PR #654, opened 2020-10-16
Allow abscal in arbitrary dimensions to account for multiple tip/tilt degeneracies

### LINKED ISSUE #592: Generalize Abscal's tip/tilt solvers to include higher dimensions
As discussed in #590, an alternative solution to removing antennas so that the array only has 2 tip/tilt DoF is to enable abscal to calibrate more DoF by generalizing the tip/tilt calculation to N dimensions. This shouldn't be too terribly difficult, though it's a bit more challenging if we also want to maintain the AbsCal class. So maybe this should be addressed in concert with #577.

jsdillon:
This PR generalizes the post-redcal phase solvers, namely `TT_phs_logcal`, `delay_slope_lincal`, and `global_phase_slope_logcal` to take antenna positions in more than 2 dimensions and thus to solve for phase/delay slopes in more than 2 dimensions. This is useful for arrays with extra degeneracies, since converting antenna positions to "idealized/generalized positions" with `redcal.reds_to_antpos` will make positions with higher numbers of dimensions if there are extra redcal degeneracies. 

The new solvers default to 2D and thus return keys that look like `Phi_ew_Jee`, but by turning off `assume_2D` they return keys like `Phi_0_Jee`, etc. 

The most challenging part of this was generalizing `dft_phase_slope_solver` to N-dimensions. (See #453 for background.) That relied on a brute force whose complexity scaled to the power of the number of dimensions in the search. 2 was OK, but 3 was already pretty unbearably slow and we want to be able to do 4 as well if necessary. So I decided to write an entirely new version of this function that uses gridded FFTs rather than DFTs. The basic idea is that you grid the complex visibility (ratios) by baseline vector, FFT, and look for a peak which should correspond to a phase slope. I just use the peak voxel rather than some sort of fancy quadratic/Quinn's method, since I didn't want to bother generalizing those to N dimensions (I tried doing Quinn's along each dimension individually, but it didn't improve the accuracy appreciably). Anyway, since this solver is just to get out the phase wraps so `TT_phs_logcal` can do its job, I think we're OK without more accuracy. 

Additionally, I found a bottleneck in some of my unit testing of global_phase_slope_logcal which I traced back to repeated re-counting of baselines in data containers caused by `utils.red_average`. I've implemented a fast multi-item `del` in DataContainer to fix this. Perhaps you can think of other places in hera_cal where this would be useful, @nick?

This PR closes #592.

### DIFF
--- a/hera_cal/abscal.py
+++ b/hera_cal/abscal.py
@@ -945,6 +945,74 @@ def dft_phase_slope_solver(xs, ys, data, flags=None):
     return slope_x.reshape(data.shape[1:]), slope_y.reshape(data.shape[1:])
 
 
+def ndim_fft_phase_slope_solver(data, bl_vecs, zero_pad=2, bl_error_tol=1.0):
+    '''Find phase slopes across the array in the data. Similar to utils.fft_dly,
+    but can grid arbitarary bl_vecs in N dimensions (for example, when using
+    generealized antenna positions from redcal.reds_to_antpos in arrays with 
+    extra degeneracies).
+    
+    Parameters:
+    -----------
+    data : dictionary or DataContainer mapping keys to (complex) ndarrays
+    
+    bl_vecs : dictionary mapping keys in data to vectors in N dimensions
+    
+    zero_pad : float factor by which to expand the grid onto which the data is binned. 
+               Increases resolution in Fourier space at the cost of runtime/memory.
+               Must be >= 1.
+    
+    bl_error_tol : float used to define non-zero elements of baseline vectors.
+                   This helps set the fundamental resolution of the grid.
+                   
+    Output:
+    -------
+    phase_slopes : list of length N dimensions. Each element is the same shape
+                   as each entry in data. Contains the phase gradients in units
+                   of 1 / [bl_vecs]. 
+    '''
+    nDim = _count_nDims(bl_vecs, assume_2D=assume_2D)
+    if assume_2D:
+        nDim = 2
+    keys = sorted(list(bl_vecs.keys()))
+
+    # Figure out a grid for baselines and 
+    coords = []
+    all_bins = []
+    bl_vecs_array = np.array([bl_vecs[k] for k in keys])
+    assert zero_pad >= 1, f'zero_pad={zero_pad}, but it must be greater than or equal to 1.'
+    for d in range(nDim):
+        min_comp = np.min(bl_vecs_array[:, d])
+        max_comp = np.max(bl_vecs_array[:, d])
+        # pick minimum delta in this dimension inconsistent with 0 using bl_error_tol
+        dbl = np.min(np.abs(bl_vecs_array[:, d])[np.abs(bl_vecs_array[:, d]) >= bl_error_tol])
+        comp_range = max_comp - min_comp
+        bins = np.arange(min_comp - dbl - comp_range * (zero_pad - 1) / 2, 
+                         max_comp + 2 * dbl + comp_range * (zero_pad - 1) / 2, dbl)
+        all_bins.append(bins)
+        coords.append(np.digitize(bl_vecs_array[:, d], bins))
+    coords = np.array(coords).T
+
+    # create and fill grid with complex data
+    digitized = np.zeros(tuple([len(b) for b in all_bins]) + data[keys[0]].shape, dtype=complex)
+    for i, k in enumerate(keys):
+        digitized[tuple(coords[i])] = data[k]
+
+    # FFT along first nDim dimensions 
+    digitized_fft = np.fft.fftn(digitized, axes=tuple(range(nDim)))
+    # Condense the FFTed dimensions and find the max along them 
+    new_shape = (np.prod(digitized_fft.shape[0:nDim]),) + data[keys[0]].shape
+    arg_maxes = digitized_fft.reshape(new_shape).argmax(0)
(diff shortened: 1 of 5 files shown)


hera_cal/abscal.py
```diff
@@ -298,9 +303,14 @@ def TT_phs_logcal(model, data, antpos, wgts=None, refant=None, verbose=True, zer
...
     antpos : antenna position vectors, type=dictionary
-          keys are antenna integers, values are 2D
-          antenna vectors in meters (preferably centered at center of array),
-          with [0] index containing east-west separation and [1] index north-south separation
+          keys are antenna integers, values are antenna positions vectors
+          (preferably centered at center of array). If assume_2D is True, it is assumed that the 
+          [0] index contains the east-west separation and [1] index the north-south separation
+          
+    assume_2D : type=boolean, [default=False]
+                If this is true, all dimensions of antpos beyond the first two will be ignored.
```
nkern, line 311: indentation

hera_cal/abscal.py
```diff
@@ -298,9 +303,14 @@ def TT_phs_logcal(model, data, antpos, wgts=None, refant=None, verbose=True, zer
...
+                If return_gains is False and assume_2D is True, then the returned variables will
```
nkern, line 312: shouldn't this be `assume_2D = False`?

hera_cal/abscal.py
```diff
@@ -389,11 +398,28 @@ def TT_phs_logcal(model, data, antpos, wgts=None, refant=None, verbose=True, zer
     echo("...finished linsolve", verbose=verbose)
 
     if not return_gains:
+        # rename variables ew/ns instead of 0/1 to maintain backwards compatability
+        if assume_2D:
+            params = list(fit.keys())
+            for p in params:
+                if 'Phi_0' in p:
```
nkern, line 405: how do you know that Phi_0 is ew and not ns?

hera_cal/abscal.py
jsdillon: fixed.

hera_cal/abscal.py
jsdillon: I don't understand... this docstring doesn't have an obvious pattern for indentation

hera_cal/abscal.py
jsdillon: Because of this sentence in the docstring: "If assume_2D is True, it is assumed that the [0] index contains the east-west separation and [1] index the north-south separation."

hera_cal/abscal.py
nkern: you've got three indents here, all the others kwarg descriptions are two indents

jsdillon: They are actually all over the place. model is 8 spaces, data is 7 spaces, wgts is 7, refant is 4, antpos is 6, assume_2D is 12, etc.

jsdillon: I'll make them all line up with the first word after the :, which I think is the closest thing we have to a standard.

jsdillon:
I've got some preliminary pipeline results. Here's before: 

https://nbviewer.jupyter.org/github/HERA-Team/H4C_Notebooks/blob/master/stage_2_redcal/stage_2_redcal_2459122.ipynb
https://nbviewer.jupyter.org/github/HERA-Team/H4C_Notebooks/blob/master/stage_2_abscal/stage_2_abscal_2459122.ipynb

Here's after

https://nbviewer.jupyter.org/github/HERA-Team/H4C_Notebooks/blob/ndim-abscal/stage_2_redcal/stage_2_redcal_2459122.ipynb
https://nbviewer.jupyter.org/github/HERA-Team/H4C_Notebooks/blob/ndim-abscal/stage_2_abscal/stage_2_abscal_2459122.ipynb

I think abscal chi^2 went up during the fornax transit, but otherwise not crazy. 

@nkern Perhaps you can check the images? Unfortunately, your imaging script is still broken. Check out the makeflow in `/lustre/aoc/projects/hera/H4C/makeflow/2459122_ndim_abscal_test`

jsdillon:
In addition to the movies you've made, @nkern (https://eoranalysis.slack.com/archives/C3ZPGMG3E/p1605030685227300), I've verified that intersector baselines appear to be properly in phase after abscal. Here's the array on 2459122:

image

Here's three intersector baselines:

image
image
image

If there was a unsolved-for phase slope between sectors, that should appear in the above as phase offsets between the baselines. For comparison, here's a set of redundant intra-sector baselines (if there were phase errors here, they would cancel out):

image

I'm pretty convinced this is working.

nkern (approved):
@jsdillon I think this looks good. It seems that in adding new tests for the ndim_abscal you re-wrote some of the old tests (e.g. test_TT_phs_logcal)? I can't really tell. As long as our old unit-tests with the old convention pass, then I'm fine w/ this PR being merged.

jsdillon:
@nkern Thanks! 

For the record, I have not removed any unit tests for existing functions like `TT_phs_logcal`, but instead I made some new tests that have two features: 

1) They don't rely on the abscal class (so if we do deprecate it, this will make it easier to maintain coverage) the test the basic functions themselves that operate on data containers which are the ones used in the current pipeline.

2) They don't just check that the answers have the right dimension, type, etc. but I've added a bunch more testing of (very simply) simulated data where the abscal solution is known a priori as opposed to tests that mostly use test data files.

### Exercise directions
Where a line of the data holds "functions", show that line.

### Exercise output
For the record, I have not removed any unit tests for existing functions like `TT_phs_logcal`, but instead I made some new tests that have two features: 
1) They don't rely on the abscal class (so if we do deprecate it, this will make it easier to maintain coverage) the test the basic functions themselves that operate on data containers which are the ones used in the current pipeline.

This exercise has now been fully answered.